Brief: Your answer should hold exactly the lines from the one with "- Saves almost" through the final line of the data below, reproduced as written.

Input for this task:
%%

Issue #7811, opened 2024-02-02
Bug that happens in the Mattermost app thread.


yuki2449:
#### Summary
Unexpected error when pressing user icon in Mattermost thread

### Environment Information
  - Device Name: iPhone13
  - OS Version: iOS16.3.1
  - Mattermost App Version:v2.12.1
  - Mattermost Server Version:9.3.0 and 9.2.3

#### Steps to reproduce
Smartphones could be reproduced on either iPhone or android.
Open the app version of Mattermost on your phone (app version is 2.12.1 (latest version)), tried two versions of Mattermost's server, 9.3.0 and 9.2.3, and was able to reproduce both

#### Expected behavior
1. Press the Threads item in the Mattermost application.
2. Select one thread from all threads and press
3. Press the user icon of the person who is speaking in the thread.
4. Press the user icon again as the user's information comes up.
5. You will get an unexpected error and when you press restart, the text in the thread will not appear and you will only be able to go back.

#### Observed behavior (that appears unintentional)

![IMG_0993](https://github.com/mattermost/mattermost-mobile/assets/158599254/ef4df4a0-7efb-4db2-9e9c-277022650eca)

https://github.com/mattermost/mattermost-mobile/assets/158599254/fa069b08-fef4-49f6-a46e-5ba7c676906f

amyblais:
Opened https://mattermost.atlassian.net/browse/MM-56755.

PR #7824, opened 2024-02-12
Fix issue when opening a avatar image from a thread

larkox:
#### Summary
The gallery tries to get the display name of a channel to show in the gallery. But avatars may not be tied to any channel.

When navigating from the threads screen, there is no current channel, so when the gallery footer tried to get the channel, it was crashing.

We solve it by handling the case where the channel is undefined.

#### Ticket Link
Fix https://mattermost.atlassian.net/browse/MM-56755
Fix https://github.com/mattermost/mattermost-mobile/issues/7811

#### Release Note
```release-note
Fix issue where opening a user avatar may cause a crash
```


harshilsharma63 (approved):

hmhealey (approved):

yasserfaraazkhan (approved):
tested on iPhone 12 and android simulator. Clicking on avatar does not show error.

Uploading Screen Recording 2024-02-19 at 9.05.56 PM.mov…

PR #7826, opened 2024-02-12
MacOS-latest-xlarge for m1 github runners

yasserfaraazkhan:
- Saves almost 10 minutes in all iOS build jobs.

before:
image

after:
image

```release-note
NONE
```


mvitale1989 (approved):
Looking at the [large runner specs](https://docs.github.com/en/actions/using-github-hosted-runners/about-larger-runners/about-larger-runners#about-macos-larger-runners) and the [pricing table](https://docs.github.com/en/billing/managing-billing-for-github-actions/about-billing-for-github-actions#per-minute-rates), this also makes us save a few cents for each run afaiu, in addition to saving time (builds with macos-12: `25mins * 0.08$/min = 2$`; builds with macos-12-large: `16mins * 0.12$/min = 1.92$`).
LGTM, thanks Yasser! :rocket:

%%

Exercise response:
- Saves almost 10 minutes in all iOS build jobs.

before:
image

after:
image

```release-note
NONE
```


mvitale1989 (approved):
Looking at the [large runner specs](https://docs.github.com/en/actions/using-github-hosted-runners/about-larger-runners/about-larger-runners#about-macos-larger-runners) and the [pricing table](https://docs.github.com/en/billing/managing-billing-for-github-actions/about-billing-for-github-actions#per-minute-rates), this also makes us save a few cents for each run afaiu, in addition to saving time (builds with macos-12: `25mins * 0.08$/min = 2$`; builds with macos-12-large: `16mins * 0.12$/min = 1.92$`).
LGTM, thanks Yasser! :rocket:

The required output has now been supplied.